Effective feature engineering is crucial for extracting actionable insights from complex, sparse datasets. At Nexxen, we distill thousands of candidates’ features into a few hundred high-impact signal-based features, which is key to optimizing model performance and enhancing prediction accuracy. 

Our data scientists utilize a proprietary query engine to execute a variety of Spark and MapReduce jobs, deconstructing data across multiple dimensions. We’ve developed a framework that detects feature discrepancies, improving training data quality. This system combines automated pipelines with on-demand SparkSQL queries, allowing for comparisons between training data and incoming ad requests, ensuring that the models remain aligned with the latest data distributions. 

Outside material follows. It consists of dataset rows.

PR #277, opened 2017-04-11
Track misnamed packages (Step 2 for #268)

irushchyshyn:
Step 2 for #268.

- [x] Mark as `misnamed` packages like sympy (where there is `foo` and `python3-foo`);
- [x] Rename tracking attribute to `is_misnamed` and make it boolean;
- [x] Store name status as an attribute of RPM rather then the whole package, and display them with a warning badge;
- [x] Add UI view for naming policy tracking.

Index view:
photo_2017-04-11_11-10-08
Going to `Misnamed` link:
photo_2017-04-11_11-10-04
Package view:
screenshot from 2017-04-11 11-23-32
screenshot from 2017-04-11 11-24-39

Any feedback will be appreciated.


hroncok:
I like the way it is displayed. Will have a look at the code soon (today).

dnf-plugins/py3query.py
```diff
@@ -174,16 +174,31 @@ def set_status(result, pkgs, python_versions):
...
+
+        # Missing python2- prefix (e.g. foo and python3-foo).
+        missing_prefix = (
+            'python' not in pkg.name and
+            # There is a python3-foo package.
+            ('python3-{}'.format(pkg.name) in name_by_version[3] or
+             '{}-python3'.format(pkg.name) in name_by_version[3]) and
+            # There is no python2-foo package.
+            ('python2-{}'.format(pkg.name) not in name_by_version[2] and
+             '{}-python2'.format(pkg.name) not in name_by_version[2]))
```
hroncok: Can the above code has a function? if you need a comment to explain something, maybe replace it with more easy to grasp function? Also DRY.

(untested)

```python
def has_pythonX_package(pkg, name_by_version, version):
   """Checks whether pythonX-foo or foo-pythonX exists"""
    return 'python{}-{}'.format(version, pkg.name) in name_by_version[version] or
￼           '{}-python{}'.format(pkg.name, version) in name_by_version[version]

...

missing_prefix = (
    'python' not in pkg.name and
    has_pythonX_package(pkg, name_by_version, 3) and
    not has_pythonX_package(pkg, name_by_version, 2)
)

```

portingdb/htmlreport.py
```diff
@@ -729,6 +747,49 @@ def mispackaged():
...
+
+    # Statuses with number of packages
+    statuses = OrderedDict(
+        db.query(tables.Status, func.count(tables.Package.name))
+        .outerjoin(tables.Status.packages)
+        .join(tables.CollectionPackage)
+        .filter(tables.CollectionPackage.collection_ident == 'fedora')
+        .filter(tables.CollectionPackage.is_misnamed.is_(True))
+        .group_by(tables.Status.ident)
+        .order_by(tables.Status.order))
```
hroncok: JFY it hard to grasp this query for me as I'm not so familiar with the data structure, so I assume it works. Ask @encukou for the review here if you feel like it needs one.

portingdb/tables.py
```diff
@@ -227,16 +219,16 @@ class CollectionPackage(TableBase):
     nonblocking = Column(
         Boolean(), default=False,
         doc=u"If true, does not block dependent packages (even if it's marked as unported)")
+    is_misnamed = Column(
+        Boolean(), doc=u"True if the package does not follow the naming policy")
```
hroncok: I tough this is Python 3 only, but I see that other docs also have `u""`, so keep it to be consistent.

dnf-plugins/py3query.py
irushchyshyn: Yes, this should work and will look better. Thanks for a suggestion, will change it.

portingdb/tables.py
irushchyshyn: Right.

portingdb/htmlreport.py
irushchyshyn: I requested a review from @encukou  too.

It would be easier to query this if Package would also have `is_misnamed` attribute, but I do not want to store it in three different tables.

encukou: In the beginning of this project, I made a normalized relational database. But as the project grew, I realized it's only edited by dropping everything and re-loading from the data in Git, so normalization doesn't really make sense.

Please add a column to the database if it makes your job easier. The DB is effectively a cache.
That said no reason to add columns until needed. If you already wrote code without the column, keep it.

As for the review, could you ping me once @hroncok's comments are addressed?

irushchyshyn: Thanks for explanations. I already made it work without the column. This query looks complicated with all the joins, but it does the job, so I'll keep it. 
The rest of the comments are addressed.

hroncok: @encukou ping

portingdb/htmlreport.py
```diff
@@ -158,6 +168,15 @@ def get_groups(db, query):
     return groups
 
 
+def get_naming_progress_info(correct_count, misnamed_count):
+    NameStatus = namedtuple('NameStatus', 'name color term url description')
```
encukou: Please define classes outside of functions, unless there's a reason not to do it.

portingdb/templates/namingpolicy.html
```diff
@@ -0,0 +1,55 @@
...
+    <div class="col-md-12">
+        {{ progress_summary(progress, total_packages) }}
+    </div>
+    <div class="col-md-12">
+        <p>
+            This is a dashboard to track packages which do not comply with 
+            <a
+               href="https://fedoraproject.org/wiki/Packaging:Naming?rd=Packaging:NamingGuidelines#Python_source_package_naming" 
+               target="_blank">Python package naming guidelines</a>.
+            These packages are to follow the new guidelines before 2020 / Fedora 29,
```
encukou: Fedora releases twice a year, so in 2020 we should have Fedora 32 (or 33).

portingdb/htmlreport.py
irushchyshyn: Fixed in 72ed03b

portingdb/templates/namingpolicy.html
irushchyshyn: As we do not know the release number yet, I just removed it and only left the year (in 72ed03b)

encukou:
Looks good!
Please add a regular "update Fedora data" commit to this PR, so the JSON is updated with the code.

irushchyshyn:
Thanks a lot for the review!

Updated Fedora data:

**mispackaged -> released (1)**

- python-ngram
besser82, Björn Esser, [commit](https://src.fedoraproject.org/cgit/rpms/python-ngram.git/commit/python-ngram.spec?id=a363dd3e588a49dec440cf20ccd55f3d6205f285)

Ad Scoring and Ranking Using Machine-Learning Models 

Before scoring and ranking, a series of services handle pre-processing steps like filtering and discarding based on specific rules. These services leverage in-memory caches and distributed key-value stores for fast retrieval of metadata from relational databases and object stores. These lookups occur in milliseconds, crucial for ensuring real-time performance. 

When an impression request arrives, the scoring system uses the deserialized trained models loaded into memory for immediate scoring and ranking. Requests are transformed into feature vectors, which are then scored using a Directed Acyclic Graph (DAG), where each machine learning model acts as a node in the DAG. The DAG structure allows for dependency-based execution, optimizing for various KPIs like CPA (Cost Per Action), CPC (Cost Per Click), or Viewability. 

The complete bidding workflow—including selection, filtering, and scoring—occurs within a few milliseconds, enabling Nexxen to handle millions of requests per second while maintaining high throughput and minimal latency.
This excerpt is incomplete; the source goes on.